J&J Announces FDA Rejection of SEDASYS® Device

Chicago — (April 22, 2010) 

On Tuesday April 20, 2010 as reported by several media sources,1 2 Johnson & Johnson, parent company of Ethicon Endo Surgery, Inc., announced that the Food and Drug Administration (FDA) rejected its application for the SEDASYS® Computer-Assisted Personalized Sedation System. According to the reports, FDA sent the company a “not-approvable” letter after review of the application for, SEDASYS® which, through the use of a series of feedback and monitors, was designed to administer therapeutic levels of propofol to patients “undergoing colonoscopy and esophagoduodenoscopy procedures.”

The ASA had expressed concerns with the safety of the SEDASYS® system both in writing3 and during an FDA advisory panel hearing on the device back on May 28, 2009. However, following a presentation from the manufacturer and testimony from the public on the device, the advisory panel voted 8-2 that the device was “approvable with conditions.”4 Although reports indicate that the company will appeal the Agency’s decision, the final ruling contradicts the decision of the advisory panel and is a sound rejection of the application for the device.

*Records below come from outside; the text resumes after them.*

PR #619, opened 2025-07-23
[REBASE&FF] Prevent panic on failed consumption of PageAllocation

Javagedes:
## Description

A PageAllocation can be converted to different types in multiple different ways. Some of these ways are fallable, if the type being converted to is too large. In a scenario where the conversion failed, the code was found to panic because the `drop` implementation is called, which purposefully panics. 

To fix this, on a failed conversion, we manually free the pages and forget the instance, so that `drop` is not called and the panic does not occur.

The other option would be to add a new field to the page allocation that tracked if the page allocation failed to convert, and use that to determine if we should panic. This was found to be a poor solution.

- [ ] Impacts functionality?
- [ ] Impacts security?
- [ ] Breaking change?
- [x] Includes tests?
- [ ] Includes documentation?

## How This Was Tested

Added CI tests to ensure the panic no longer occurs.

## Integration Instructions

N/A

### DIFF
--- a/sdk/patina_sdk/src/component/service/memory.rs
+++ b/sdk/patina_sdk/src/component/service/memory.rs
@@ -599,7 +599,7 @@ impl PageAllocation {
     }
 
     /// Frees the allocated pages of memory this struct manages.
-    /// 
+    ///
     /// This is not a public method as it invalidates `Self` without consuming `self`.
     /// This should only be used internally to free the memory when dropping `self`.
     fn free_pages(&mut self) {
@@ -912,5 +912,33 @@ mod tests {
         let page = service.allocate_pages(1, AllocationOptions::new()).unwrap();
         let my_thing = page.try_leak_as(42).unwrap();
         assert_eq!(*my_thing, 42);
+    }
+
+    #[test]
+    fn test_failed_try_into_box_does_not_panic() {
+        let mm = Service::mock(Box::new(StdMemoryManager::new()));
+
+        let page = mm
+            .allocate_pages(1, AllocationOptions::default())
+            .unwrap_or_else(|e| panic!("Failed to allocate pages: {:?}", e));
+
+        assert!(
+            page.try_into_box([42_u8; UEFI_PAGE_SIZE + 1]).is_none(),
+            "Expected allocation to fail due to insufficient size for Box<[u8]>"
+        );
+    }
+
+    #[test]
+    fn test_failed_try_leak_as_does_not_panic() {
+        let mm = Service::mock(Box::new(StdMemoryManager::new()));
+
+        let page = mm
+            .allocate_pages(1, AllocationOptions::default())
+            .unwrap_or_else(|e| panic!("Failed to allocate pages: {:?}", e));
+
+        assert!(
+            page.try_leak_as([42_u8; UEFI_PAGE_SIZE + 1]).is_none(),
+            "Expected allocation to fail due to insufficient size for [u8]"
+        );
     }
 }


sdk/patina_sdk/src/component/service/memory.rs
```diff
@@ -585,10 +597,12 @@ impl PageAllocation {
...
     }
-}
 
-impl Drop for PageAllocation {
-    fn drop(&mut self) {
+    /// Frees the allocated pages of memory this struct manages.
+    ///
+    /// This is not a public method as it invalidates `Self` without consuming `self`.
+    /// This should only be used internally to free the memory when dropping `self`.
+    fn free_pages(&mut self) {
```
cfernald, line 605: Since this doesn't consume `self`, which makes sense for use in drop, we should zero out the address and size so that we can detect and panic if free_pages is called more then once. e.g. implementation forgets to call `forget`

Javagedes: This is outside the scope of the memory management trait or custom implementations. The only way I can see "someone" not calling forget, is for one of us editing the PageAllocation code and messing up.

I'm not sure how I feel about wasted performance (however minor) to check code that we purely own. Seems like something we can just cover with tests.

Is there an example I'm not thinking of, where this would be in the purview of a memory manager implementation or consumer?

sdk/patina_sdk/src/component/service/memory.rs
```diff
@@ -508,9 +508,15 @@ impl PageAllocation {
...
-    #[cfg(feature = "alloc")]
-    pub fn try_into_box<T>(self, value: T) -> Option<Box<T, PageFree>> {
+    #[cfg(any(test, feature = "alloc"))]
+    pub fn try_into_box<T>(mut self, value: T) -> Option<Box<T, PageFree>> {
         if self.byte_length() < size_of::<T>() {
+            // This is an intentional case where the struct is being dropped,
+            // but we want to avoid triggering the panic in its `Drop` implementation.
+            // To handle this safely, we manually free the pages and then call `forget`
+            // to prevent `drop` from running.
+            self.free_pages();
```
os-d, line 518: Should we actually free the memory here? We don't know what the consumer will do after this try fails, they may try to use the memory another way, which I think is valid, if they allocated it, they keep it until they free it (or drop, which frees it). I think it might be odd to free it here. But I guess since this consumes self, the consumer wouldn't compile if they tried to use the original memory after that try call.

sdk/patina_sdk/src/component/service/memory.rs
```diff
@@ -556,8 +562,14 @@ impl PageAllocation {
...
     ///
     #[must_use]
-    pub fn try_leak_as<T>(self, value: T) -> Option<&'static T> {
+    pub fn try_leak_as<T>(mut self, value: T) -> Option<&'static T> {
         if self.byte_length() < size_of::<T>() {
+            // This is an intentional case where the struct is being dropped,
+            // but we want to avoid triggering the panic in its `Drop` implementation.
+            // To handle this safely, we manually free the pages and then call `forget`
+            // to prevent `drop` from running.
+            self.free_pages();
```
os-d, line 571: Same question here.

sdk/patina_sdk/src/component/service/memory.rs
Javagedes: I talked to @cfernald about this. The current interface is that we consume the page allocation whether it passes or fails. So there is no opportunity to do something else with it.

I talked about possibly changing the interface to a result that returns back the page allocation, in which none of this change is necessary.

But Chris brought up a valid point that if it fails to allocate, it's not really a "use case" to try and re-use that allocation for something else. It's more so just an implementation error for not allocating enough in the first place.

Since it failed, the normal solution would be to create a new allocation with more space, since the only way to fail at the moment is for the size to be too small.

os-d: I think that's fair, I'm assuming the expected use case is `mm.alloc().try_into_box().unwrap()`, i.e. it being chained, in which case that makes sense. Now I do think there may be use cases in the future of `mm.alloc()` -> do something to the page that makes sense to that component -> `page.try_into_box().unwrap()`, which is the scenario I was thinking about. I'm fine to address this when it comes up or just to say no, the interface doesn't allow that, which is probably okay.

sdk/patina_sdk/src/component/service/memory.rs
cfernald: That is fair, and you are correct that it would only be internal code that could cause it. I'm alright leaving it out since it would be an internal error in a relatively small amount of code.

sdk/patina_sdk/src/component/service/memory.rs
Javagedes: At this point in time they cannot manipulate the page table in any way other than a way that consumes `self` and converts it to another type. You can get the `byte_length` and the `page_count`, but you cannot get the underlying address without converting it to some type, which consumes `self`.

I do agree, if we introduce a way to manipulate the bytes without consume `self`, then yes, we may need to re-evaluate. Particularly if we provide a `realloc()` method. In that case doing something like 

```rust
let mut pa = mm.allocate_pages(1, default());

let my_type = loop {
    match pa.try_into_raw_ptr() {
      Ok(val) => break val,
      Err(p) => { p.realloc(p.page_count * 2); pa = p; };
    }
};
```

In response to the news, ASA President, Dr. Alexander Hannenberg announced his strong support of the Agency’s decision and stated, “I am pleased that the FDA recognized the many unanswered questions and safety concerns about the device and the qualifications of those who sought to use it. ASA has a long history of advocating for patient safety and through its ruling on SEDASYS®, FDA has fulfilled its duty to protect patients; for that we are extremely grateful.”

  1. ASA comments to FDA
  2. FDA summary of the advisory committee meeting on May 28,2009

THE AMERICAN SOCIETY OF ANESTHESIOLOGISTS

Founded in 1905, the American Society of Anesthesiologists (ASA) is an educational, research and scientific society with more than 52,000 members organized to raise and maintain the standards of the medical practice of anesthesiology. ASA is committed to ensuring physician anesthesiologists evaluate and supervise the medical care of patients before, during and after surgery to provide the highest quality and safest care every patient deserves.

For more information on the field of anesthesiology, visit the American Society of Anesthesiologists online at asahq.org. To learn more about the role physician anesthesiologists play in ensuring patient safety, visit asahq.org/WhenSecondsCount. Join the ANESTHESIOLOGYTM 2014 social conversation today. Like ASA on Facebook, follow ASALifeline on Twitter and use the hashtag #ANES2014.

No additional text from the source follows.